The Great Commandment.

26-10-2014

Leviticus 19:1-2, 15-18;  1 Thessalonians 2:1-8; Matthew 22:34-46.

May I be helped to speak in the name of the Living God, Father, Son and Holy Spirit.  Amen.

             ‘You shall love the Lord your God with all your heart, and with all your soul, and with all your mind.   This is the greatest and first commandment.  And a second is like it: you shall love your neighbour as yourself.’

            Familiar words, aren’t they.  In this morning’s gospel reading, the Pharisee asks Jesus which is the greatest commandment of the law.  I stress the words commandment and law.  In reply Jesus starts talking about love.  He says love God, love your neighbour as yourself.  We are commanded to love. 

            We take the whole concept of love for granted.  But I think it’s worth just stopping and asking ourselves what exactly Jesus is talking about when, in those famous oft quoted words, he uses the specific word love. 

            When we talk about love, we’re normally talking about some indescribable emotion.  A feeling of great warmth, closeness, belonging; a feeling we have for those closest to us.  I love my wife, my children.  When we say the word love, what springs into our minds is something that ties us only to those closest to us.  Not to everyone, but only to those who have a very special place in our lives.  So on the face of it none of us can claim to love our neighbour.

            This thing, this emotional bond we call love isn’t something we have any choice over.  Either we do love, or we don’t.  When I say I love my children, it’s not a positive conscious choice I’ve made.  It’s something that just is.  So if I can’t control this thing called love, if I can’t choose to do it or not, how on earth can I be commanded to do it? 

            How can you be told you must love God, you must love your neighbour, if loving or not loving is not something you can control?  If love means what we normally take it to mean, it is not humanly possible for me to love my neighbour as I love myself, as I love my closest family.  In fact it is ridiculous to command that I love others.  My failure to love others in that same way is not my fault: it is quite clearly out of my control. 

            So, unless Jesus was speaking rubbish, there is only one way out of this conundrum … when Jesus talks about love, when Jesus thinks it reasonable to command us to love, he means something entirely different by the word love.

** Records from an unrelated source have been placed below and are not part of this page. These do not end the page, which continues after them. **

Issue #7771, opened 2019-05-02
Recursor 4.1.12 leaks memory


cmouse:
- Program: Recursor
 - Issue type: Bug report

### Short description
It appears that 4.1.12 might be leaking memory on long-term basis. Node with average of 70 kpq/s and 2k validations/s is leaking memory about 4G per month. 

### Environment
 - Operating system: 14.04 ubuntu LTS
 - Software version: 4.1.12
 - Software source: PowerDNS repository

### Steps to reproduce
1. Run PowerDNS recursor for a month

### Expected behaviour
Memory usage should not be increasing constantly.

### Actual behaviour
Memory usage increases.

![memory usage](https://user-images.githubusercontent.com/1204643/57092962-56d43780-6d15-11e9-835a-59aee9c7d964.png)

As a curiosity, it seems memory leak has been happening over several software versions over the years.

![long term memory usage](https://user-images.githubusercontent.com/1204643/57093033-85eaa900-6d15-11e9-886f-ed2f6c0c972e.png)

### Other information
Cache can be ruled out due to cache usage being fairly constant.

![cache entries](https://user-images.githubusercontent.com/1204643/57093062-94d15b80-6d15-11e9-84d0-4a648a739d3c.png)

smaps breakdown
-------------------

            So what does it mean to love your neighbour?  We’ve just heard the exchange between Jesus and the Pharisee as it was described by Matthew.  In Luke’s gospel, there’s a bit more explanation.  After Jesus has said love God, love your neighbour, the Pharisee asks a new question: who is my neighbour?  And so Jesus launches into the Parable of the Good Samaritan.

            The point of the parable is to show that even your enemy is your neighbour – even a Samaritan should be considered to be a neighbour to the Jew.  But importantly, along the way Jesus illustrates what loving our neighbour actually means. 

           You know the story without me rehashing it now.  To love your neighbour seems to mean: to care what happens to them, to help them when they are in need.  That’s what the Samaritan does.  He doesn’t have any kind of emotional attachment to the Jewish man he finds lying on the floor, he doesn’t love him as we would use the word.  But he loves him in the sense that he cares for him when he is in need.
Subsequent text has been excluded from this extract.